This paper considers doing quantile regression on censored data using neural networks (NNs). This adds to the survival analysis toolkit by allowing direct prediction of the target variable, along with a distribution-free characterisation of uncertainty, using a flexible function approximator. We begin by showing how an algorithm popular in linear models can be applied to NNs. However, the resulting procedure is inefficient, requiring sequential optimisation of an individual NN at each desired quantile. Our major contribution is a novel algorithm that simultaneously optimises a grid of quantiles output by a single NN. To offer theoretical insight into our algorithm, we show firstly that it can be interpreted as a form of expectation-maximisation, and secondly that it exhibits a desirable `self-correcting' property.

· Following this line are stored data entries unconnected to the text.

PR #401, opened 2019-06-27
Updated parameter syntax in Evaluating the tree section of json_tutorial.md

dmoini:
Parameters in string and number functions in TreeToJson classes in sections 4 and 5 of json_tutorial.md are incorrect. Fixed the examples to have the correct syntax.

### DIFF
--- a/docs/json_tutorial.md
+++ b/docs/json_tutorial.md
@@ -251,9 +251,9 @@ Also, our definitions of list and dict are a bit verbose. We can do better:
 from lark import Transformer
 
 class TreeToJson(Transformer):
-    def string(self, (s,)):
+    def string(self, s):
         return s[1:-1]
-    def number(self, (n,)):
+    def number(self, n):
         return float(n)
 
     list = list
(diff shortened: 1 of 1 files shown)


MegaIng:
This will not work correctly. These functions take a list as parameters, unless they are annotated with `@v_args(inline=True)`. There are two ways to fix this: annotate the class with `v_args`, but then one would have to rework the class. I thing the best option is to just extract the first element of this list. This could be done in one of these ways:

```python
class TreeToJson(Transformer):
    def string(self, children):
        s, = children
        return s[1:-1]

    def number(self, children):
        n, = children
        return float(n)
```
or

```python
class TreeToJson(Transformer):
    def string(self, children):
        return children[0][1:-1]

    def number(self, children):
        return float(children[0])
```

I personally prefer the first style, since it is closer to the original syntax.

erezsh:
I also prefer the first one.

dmoini:
Thank you for the clarification.

Issue #389, opened 2019-05-27
Allow visitors to visit terminals (transformers too)


erezsh:
Provide a way to use transformers & visitors to iterate over terminals, in addition to rules.

It can be used as an alternative to lexer_callbacks.

bilderbuchi:
Is this something that can be implemented quickly? 
Otherwise, if I have to use Earley and its default lexer, the best approach is to convert terminals I have to visit to rules, right?

erezsh:
>Is this something that can be implemented quickly?

Probably yes

> the best approach is to convert terminals I have to transform to (helper) rules

Yep. Also, you don't really have to preserve the terminal if  you know its value.

erezsh:
Lark now contains that option for transformers. You can use it with

    Transformer(visit_tokens=True).transform(...)

bilderbuchi:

Experimentally, the algorithm produces quantiles that are better calibrated than existing methods on 10 out of 12 real datasets.

翻译：本文研究利用神经网络对删失数据进行分位数回归。该方法通过灵活的近似函数直接预测目标变量，并实现不确定性的无分布特征描述，从而拓展了生存分析工具集。我们首先展示了如何将线性模型中流行的算法应用于神经网络，但该过程效率低下，需要在每个目标分位数处对单个神经网络进行序列优化。我们的主要贡献在于提出一种新型算法，能够同步优化单个神经网络输出的分位数网格。为提供理论洞见，我们证明了该算法可被解释为一种期望最大化算法，并具有理想的"自校正"性质。实验结果表明，在12个真实数据集中，该算法生成的10个数据集的分位数校准度优于现有方法。